17. Entire Agreement
The “Entire Agreement” element of the agreement specifies that the contract represents a complete and final agreement between both parties. This is intended to protect both sides. It means that the contract takes precedence over any prior agreements the franchisor and franchisee might have made concerning the agreement. It prevents the franchisee from demanding more than what has been specified in the rest of the document.
18. Effective Date
This section dictates that the agreement will not be effective until the franchisor accepts, dates, and signs it.
19. Attorneys’ Fees
Should there be a dispute between the franchisor and franchisee, this section requires the non-prevailing party to pay the prevailing party’s legal fees incurred in any sort of legal action or arbitration.
20. No Waiver
The “No Waiver” section stipulates that neither the franchisor nor the franchisee can waive their right to bring suit if the other party breaches the agreement.
21. No Right to Set Off
This section dictates that the franchisee doesn’t have the right to set off any royalties they owe the franchisor. It also stipulates that the franchisee can’t withhold any money it owes the franchisor based on their perception of nonperformance by the franchisor.
22. Invalidity
The “Invalidity” clause of a franchise agreement states that if a court finds the agreement invalid — generally meaning the agreement or the purpose of the agreement is deemed illegal in some capacity — it must be modified.

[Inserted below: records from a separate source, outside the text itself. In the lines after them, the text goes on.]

PR #938, opened 2023-01-27
Add test for separatorSuppressionPolicy='never' (WIP)

mike-mcgann:
The bug in the referenced ticket appears to have been fixed but shows that there is no test coverage for when the separatorSupressionPolicy is set to never. This update adds a test for this case.

[DAFFODIL-2219](https://issues.apache.org/jira/browse/DAFFODIL-2219)


daffodil-test/src/test/resources/org/apache/daffodil/section14/sequence_groups/SequenceGroupDelimiters.tdml
```diff
@@ -614,4 +614,37 @@
...
+    <tdml:document>
+      <tdml:documentPart type="text"
+                         replaceDFDLEntities="true"><![CDATA[Hello%CR;%LF;world%CR;%LF;]]></tdml:documentPart>
+    </tdml:document>
+    <tdml:infoset>
+      <tdml:dfdlInfoset>
+        <tns:policyNever>
+          <tns:A>Hello</tns:A>
+          <tns:B>world</tns:B>
+          <tns:C></tns:C>
```
mbeckerle, line 644: The data looks correct. 

The only issue is whether this C element should be here, or be removed because it's empty. That depends on property emptyElementParsePolicy. If that has value "treatAsEmpty" then this is the correct behavior. If "treatAsAbsent" then I think this element should not appear in the infoset.

mbeckerle (approved):
+1 Just verify that property emptyElementParsePolicy is 'treatAsEmpty'.

daffodil-test/src/test/resources/org/apache/daffodil/section14/sequence_groups/SequenceGroupDelimiters.tdml
mike-mcgann: Confirmed that emptyElementParsePolicy is 'treatAsEmpty'. In this test case it simply uses the value provided in the general format.

daffodil-test/src/test/scala/org/apache/daffodil/usertests/RC-Test.scala
```diff
@@ -17,30 +17,23 @@
...
 }
 
-class RCTest5 {
+class RCTest {
 
-  import RCTest5._
-
-  @Test def test5p(): Unit = { runner.runOneTest("parse-test-5") }
-
-  // DAFFODIL-2217
```
stevedlawrence, line 42: Does this also resolve part of DAFFODIL-2217, or were these issues actually related to 2219 are were labeled incorrectly?

daffodil-test/src/test/scala/org/apache/daffodil/usertests/RC-Test.scala
```diff
@@ -17,30 +17,23 @@
...
-  // @Test def test5u() { runner.runOneTest("unparse-test-5") }
+  //import RCTest._
 
   // DAFFODIL-2219
```
stevedlawrence, line 38: Is this test fixed as part of this PR, or is 2219 not full resolved?

mike-mcgann: It looks like the ticket references were swapped in the source code. [DAFFODIL-2219](https://issues.apache.org/jira/browse/DAFFODIL-2219) is resolved and that was for unparse-test-5. The issue referenced in parse-test-6 is ticket [DAFFODIL-2217](https://issues.apache.org/jira/browse/DAFFODIL-2217) and is still open.

daffodil-test/src/test/scala/org/apache/daffodil/usertests/RC-Test.scala
mike-mcgann: See below.

stevedlawrence (approved):
+1 :+1:  please squash and this is good to merge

Once it’s been modified, the changes will be considered a part of the agreement as if they were originally included in the document.
23. Notices
This section states that all notices given in accordance with the agreement need to be given in writing, by certified mail, return receipt requested, or shipped overnight to provide the necessary documents at the address specified in the agreement or mutually understood by both parties.
24. Signatures
This one is pretty self-explanatory. It’s where both parties explicitly agree to the terms of the agreement.
No matter what side of a franchise agreement you’re on, you need to have a firm understanding of these documents and what they entail. They’re among the most important factors in dictating the nature of a franchisor-franchisee relationship, so make sure you know what you’re getting into when you sign one.